Those blankets are gorgeous.. Pay day is just around the corner too!


----------



## LittleEms

Oh my @slartibartfast that green blanket is stunning!! Are you selling it?


----------



## Willow_Warren

This is a very simple coloured card for my nieces birthday (which ahi have been posted my now, but won't get posted till later in the week). The words were done using sketch pen in my silhouette (one of my favourite uses for it esp as I have terrible writing).


----------



## Charity

Willow_Warren said:


> This is a very simple coloured card for my nieces birthday (which ahi have been posted my now, but won't get posted till later in the week). The words were done using sketch pen in my silhouette (one of my favourite uses for it esp as I have terrible writing).
> 
> View attachment 483164


That's super @Willow Warren, bet she will love it


----------



## slartibartfast

Spring is coming!!!


----------



## slartibartfast

New stinking chicken, Dean loves it! And a little smelly sock.


----------



## ewelsh

LOVE the chicken


----------



## ewelsh

Do you have a link to your shop @slartibartfast


----------



## slartibartfast

ewelsh said:


> Do you have a link to your shop @slartibartfast


I have two threads on Classifieds.
One with blankets:
https://www.petforums.co.uk/threads/blankets.540494/
the other with toys:
https://www.petforums.co.uk/threads/little-stinkers-and-other-smelly-toys.533168/

I think the chicken will have his own thread, Dean's Spring Special!

UPDATE:
Chicken has his thread:
https://www.petforums.co.uk/threads/deans-spring-easter-special.543593/


----------



## TriTri

slartibartfast said:


> View attachment 484580
> View attachment 484581
> View attachment 484582
> View attachment 484583
> View attachment 484584
> View attachment 484584
> View attachment 484585
> View attachment 484586
> View attachment 484587
> 
> New stinking chicken, Dean loves it! And a little smelly sock.

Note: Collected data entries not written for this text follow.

PR #2602, opened 2023-05-20
Improve c# ARGC ARGV

erezgeva:
Change SWIGCSHARP_ARGCARGV_PARAM_IDX from string to number.

And
Remove more redundant NULL checks before free()

### DIFF
--- a/Lib/csharp/argcargv.i
+++ b/Lib/csharp/argcargv.i
@@ -2,17 +2,62 @@
  * SWIG library containing argc and argv multi-argument typemaps
  * ------------------------------------------------------------ */
 
-/*
- * Follow main(int argc, char *argv[]) function
- * Note: SWIGCSHARP_ARGCARGV_PARAM_IDX set the 'argc' parameter location.
- * The C# Marshaling use the argc parameter to determine the array size.
- * See: https://learn.microsoft.com/en-us/dotnet/api/system.runtime.interopservices.marshalasattribute.sizeparamindex
- */
+%typemap(cstype) (int ARGC, char **ARGV) "string[]"
+%typemap(imtype) (int ARGC, char **ARGV) "global::System.IntPtr"
+%typemap(ctype) (int ARGC, char **ARGV) "void*"
+%typemap(csin) (int ARGC, char **ARGV) "$modulePINVOKE.Swig_strings_array_to_c($csinput.Length, $csinput)"
+%pragma(csharp) imclasscode=%{
+  [global::System.Runtime.InteropServices.DllImport("$module", EntryPoint="C_Swig_strings_array_to_c")]
+  public static extern global::System.IntPtr Swig_strings_array_to_c(int len, [global::System.Runtime.InteropServices.In,global::System.Runtime.InteropServices.MarshalAs(global::System.Runtime.InteropServices.UnmanagedType.LPArray, ArraySubType=global::System.Runtime.InteropServices.UnmanagedType.LPStr, SizeParamIndex=0)] string[] array);
+%}
+%insert(wrapper) %{
+typedef struct { int len; char* array[1]; } c_csstrings_array;
+static void* C_Swig_strings_array_free(c_csstrings_array *arr) {
+  if (arr != SWIG_NULLPTR) {
+    int i;
+    for(i = 0; i < arr->len; i++) {
+      free(arr->array[i]);
+    }
+    free(arr);
+  }
+  return SWIG_NULLPTR;
+}
+SWIGEXPORT void* SWIGSTDCALL C_Swig_strings_array_to_c(int len, void *array) {
+  int i;
+  size_t alen, slen;
+  char *p, **ptr;
+  c_csstrings_array *ret;
+  SWIG_contract_assert(SWIG_NULLPTR, len >= 1, "Strings array can not be empty.");
+  alen = sizeof(c_csstrings_array) + sizeof(char *) * (len - 1);
+  ret = (c_csstrings_array *)malloc(alen);
+  if (ret == SWIG_NULLPTR) {
+    SWIG_CSharpSetPendingException(SWIG_CSharpOutOfMemoryException, "fail to duplicate array.");
+    return SWIG_NULLPTR;
+  }
+  memset(ret, 0, alen);
+  ret->len = len;
+  ptr = (char **)array;
+  for(i = 0; i < len; i++) {
+    slen = strlen(ptr[i]) + 1;
+    SWIG_contract_assert(C_Swig_strings_array_free(ret), slen > 1, "String can not be empty");
+    p = (char*)malloc(slen);
+    if (p == SWIG_NULLPTR) {
+      SWIG_CSharpSetPendingException(SWIG_CSharpOutOfMemoryException, "fail to alloc a string.");
+      return C_Swig_strings_array_free(ret);
+    }
+    memcpy(p, ptr[i], slen);
+    ret->array[i] = p;
+  }
+  return ret;
+}
+%}
 
-#ifndef SWIGCSHARP_ARGCARGV_PARAM_IDX
-#define SWIGCSHARP_ARGCARGV_PARAM_IDX "0"
-#endif
+%typemap(in, canthrow=1) (int ARGC, char **ARGV) {
+  c_csstrings_array *arr = (c_csstrings_array*)$input;
+  if (arr != SWIG_NULLPTR) {
+    $1 = ($1_ltype)arr->len;
+    $2 = ($2_ltype)arr->array;
+  }
+}
 
-%typemap(csin) char **ARGV "$csinput"
-%typemap(cstype) char **ARGV "string[]"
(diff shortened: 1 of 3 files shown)


erezgeva:
Follow @ojwb suggestion.

Lib/csharp/argcargv.i
```diff
@@ -10,9 +10,17 @@
...
+#define SWIGCSHARP_ARGCARGV_PARAM_IDX 0
 #endif SWIGCSHARP_ARGCARGV_PARAM_IDX
+/* This typemap can be defined once
+ * In case you need multiple `argc` indexes,
+ * you can define more typemaps in your project, simply copy these typemaps,
+ * name them as 'ARGV<n>' and use 'SizeParamIndex=n'.
+ */
+
+#define stringify(s) #s
+#define stringifyVal(a) stringify(a)
```
wsfulton, line 22: What's the purpose of introducing these macros? The naming convention pollutes the global namespace!

ojwb:
This still seems unsatisfactory - the way you apply these typemaps for SWIG/C# and wrapped API in C# don't match the other languages, applying it multiple times requires manually duplicating the typemaps, and you get an extra constant wrapped thanks to that `#define`:

```
./argcargvtest/argcargvtest.cs:  public static readonly string SWIGCSHARP_ARGCARGV_PARAM_IDX = argcargvtestPINVOKE.SWIGCSHARP_ARGCARGV_PARAM_IDX_get();
```

I think what we're ideally after is that calling it from C# looks like:

```
    string[] largs = {"hi", "hola", "hello"};
    if (argcargvtest.mainc(largs) != 3)
        throw new Exception("bad main typemap");

    string[] targs = {"hi", "hola"};
    if (!argcargvtest.mainv(targs, 1).Equals("hola"))
        throw new Exception("bad main typemap");
```

Exactly how that's best plumbed through isn't clear to me, but as an example of how it could work in `argcargvtest.cs` the generated forwarding functions could look like this, with the current PINVOKE code (but ideally with the `SizeParamIndex` value automatically substituted - perhaps the `imcode` typemap could support `$argnum` like some other typemaps already do):

```
  public static int mainc(string[] argv) {
    int ret = argcargvtestPINVOKE.mainc((uint)argv.Length, argv);
    return ret;
  }

  public static string mainv(string[] argv, int idx) {
    string ret = argcargvtestPINVOKE.mainv((uint)argv.Length, argv, idx);
    return ret;
  }
```

@wsfulton Can you see a way to make this work?

Lib/csharp/argcargv.i
ojwb: They're used to stringize a numeric macro value (it's a classic C preprocessor trick for that - if you just apply `#X` to parameter `X` you get `"X"`).

But I really think we want to avoid needing `SWIGCSHARP_ARGCARGV_PARAM_IDX` (or if it's really needed, to have it supplied in a different way such that it doesn't also get wrapped, and ideally so its value can vary between applications without having to copy and modify these typemaps).

ojwb:
For now I've cherry-picked the first commit as c4bb1e6f0d88091070248e760fa7d619fb0467a0 - thanks for that.

Lib/csharp/argcargv.i
erezgeva: They convert the `SWIGCSHARP_ARGCARGV_PARAM_IDX` from number to string.
The pre-processing is done in 2 steps:
`stringifyVal(SWIGCSHARP_ARGCARGV_PARAM_IDX)` -> 
`stringify(0)` -> `"0"`

I am open for betters options.
We do no need the macros for any other purpose.

erezgeva:
> This still seems unsatisfactory - the way you apply these typemaps for SWIG/C# and wrapped API in C# don't match the other languages, applying it multiple times requires manually duplicating the typemaps, and you get an extra constant wrapped thanks to that `#define`:
> 
> ```
> ./argcargvtest/argcargvtest.cs:  public static readonly string SWIGCSHARP_ARGCARGV_PARAM_IDX = argcargvtestPINVOKE.SWIGCSHARP_ARGCARGV_PARAM_IDX_get();
> ```
> 
> I think what we're ideally after is that calling it from C# looks like:
> 
> ```
>     string[] largs = {"hi", "hola", "hello"};
>     if (argcargvtest.mainc(largs) != 3)
>         throw new Exception("bad main typemap");
> 
>     string[] targs = {"hi", "hola"};
>     if (!argcargvtest.mainv(targs, 1).Equals("hola"))
>         throw new Exception("bad main typemap");
> ```
> 
> Exactly how that's best plumbed through isn't clear to me, but as an example of how it could work in `argcargvtest.cs` the generated forwarding functions could look like this, with the current PINVOKE code (but ideally with the `SizeParamIndex` value automatically substituted - perhaps the `imcode` typemap could support `$argnum` like some other typemaps already do):
> 
> ```
>   public static int mainc(string[] argv) {
>     int ret = argcargvtestPINVOKE.mainc((uint)argv.Length, argv);
>     return ret;
>   }
> 
>   public static string mainv(string[] argv, int idx) {
>     string ret = argcargvtestPINVOKE.mainv((uint)argv.Length, argv, idx);
>     return ret;
>   }
> ```
> 
> @wsfulton Can you see a way to make this work?

I did tried this way first. And saw I can not pull it out.
But perhaps, I miss it.
I am open for suggestions.

ojwb:
I wonder if we should back out the C# `argcargv.i` support for now.  I really think we should aim to provide the equivalent interface that we do for other target languages, and it seems that's going to need more work (and perhaps some additional typemap-related features).  Meanwhile we don't really want to make a release with the current C# `argcargv.i` support as then if we later manage to sort this out we'd have to break compatibility for anyone who'd started using it.

erezgeva:
> I wonder if we should back out the C# `argcargv.i` support for now. I really think we should aim to provide the equivalent interface that we do for other target languages, and it seems that's going to need more work (and perhaps some additional typemap-related features). Meanwhile we don't really want to make a release with the current C# `argcargv.i` support as then if we later manage to sort this out we'd have to break compatibility for anyone who'd started using it.

I gave an idea. I will try something similar to go.

erezgeva:
I send the array with the array length to a generic native function that convert the string array to a C `c_csstrings_array`.
Then I only need to pass the pointer to the `c_csstrings_array` to the wrapped function.

So we have the array length always on index 0 for C# marshaling.
And no limitation on the user.
The cost is reasonable, copying all the strings.
As I assume the C# remove the marshaled memory once we are back from native to C#.

erezgeva:
AppVeyor seems stuck as usual.
And I do not have windows to test the improved C# ARGC ARGV.
I'll try later.

erezgeva:
I see this warning
argcargvtest_wrap.cxx(417): warning C4312: 'type cast': conversion from 'unsigned long' to 'c_csstrings_array *' of greater size

It happens since C# `global::System.IntPtr` is convert to `unsigned long`.
Do you know why?

I mean `global::System.IntPtr` make sense.
https://learn.microsoft.com/en-us/cpp/cppcx/platform-intptr-value-class

But I would expect it to translate to `void*` or `int*`.
But it is out of scope of the patch.

erezgeva:
> 

Forgot the `%typemap(ctype)`

ojwb:
> AppVeyor seems stuck as usual.

It's not stuck now at least.

I think it was probably just backlogged.  It runs 15 jobs, but serially so it takes much longer to complete than GHA's 100+ jobs (GHA allows 20 parallel jobs for the free runners) so frequently ends up several PRs/pushes behind.  I sometimes manually cancelled runs that are not useful if they're delaying a run I want to see the results of, but that's not ideal as the cancelled runs show as failed in the CI results.

erezgeva:
> > AppVeyor seems stuck as usual.
> 
> It's not stuck now at least.
> 
> I think it was probably just backlogged. It runs 15 jobs, but serially so it takes much longer to complete than GHA's 100+ jobs (GHA allows 20 parallel jobs for the free runners) so frequently ends up several PRs/pushes behind. I sometimes manually cancelled runs that are not useful if they're delaying a run I want to see the results of, but that's not ideal as the cancelled runs show as failed in the CI results.

Make sense.
I do my best, to wait for current running appveyor to finish, before I push a new one. And skip it on debugging (unless I use C#).
So I have only 1 appveyor job running.

erezgeva:
@ojwb , @wsfulton 
The improved  C# typemap work with the same syntax like the rest of languages.

ojwb:
Wonderful!

I renamed the helper stuff to use prefixes on the symbols which are more consistent with existing helpers, and reduce the risk of collisions with the API being wrapped.

I also put the helpers in a fragment which seems neater.  Now they only appear in the wrapper if actually used (just including `argcargv.i` but not using it won't emit them, though that was hardly a big issue).

ojwb:
You really want wsfulton for C# stuff, but I think he'd want changing something like the encoding of strings in the wrapped API to be done in a coordinated way across all the typemaps for strings, not just changed for `argcargv.i`.

#2357 is probably a better place to discuss this rather than this closed PR.

erezgeva:
> You really want wsfulton for C# stuff, but I think he'd want changing something like the encoding of strings in the wrapped API to be done in a coordinated way across all the typemaps for strings, not just changed for `argcargv.i`.
> 
> #2357 is probably a better place to discuss this rather than this closed PR.

Already mention both the argcargv and using `UnmanagedType.LPUTF8Str`.
I will issue a new PR for that.
Only I only use ASCII for my application.
As they are low level cli and libraries, which can stick to English and ASCII.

I love the chicken and I love Dean even more ❤.


----------



## slartibartfast

A little blanket for homeless kitties of El Gato foundation:








I'm calling it The African Flower Halloween Special

And some mousies, my newest pattern:


----------



## ewelsh

Love your little mice @slartibartfast


----------



## slartibartfast

ewelsh said:


> Love your little mice @slartibartfast


You can have as many mousies as you want, in any colour!!!


----------



## TriTri

slartibartfast said:


> A little blanket for homeless kitties of El Gato foundation:
> View attachment 486639
> 
> I'm calling it The African Flower Halloween Special
> 
> And some mousies, my newest pattern:
> View attachment 486641


Beautiful and a good name you've chosen @slartibartfast. I love the mice. I don't suppose you make them without valerian do you?


----------



## slartibartfast

TriTri said:


> Beautiful and a good name you've chosen @slartibartfast. I love the mice. I don't suppose you make them without valerian do you?


I can make some with catnip if you like!


----------



## GingerNinja

slartibartfast said:


> I can make some with catnip if you like!


I will PM you later as I would like some catnip toys xx


----------



## slartibartfast

The chicken has a new friend:















And I'm thinking about a rat from this pattern, coming soon!


----------



## slartibartfast

Kitty has joined the gang:


----------



## slartibartfast

Kitty is going to classifieds, there will be froggie, rattie and a piggie too! Vala needs her surgery still.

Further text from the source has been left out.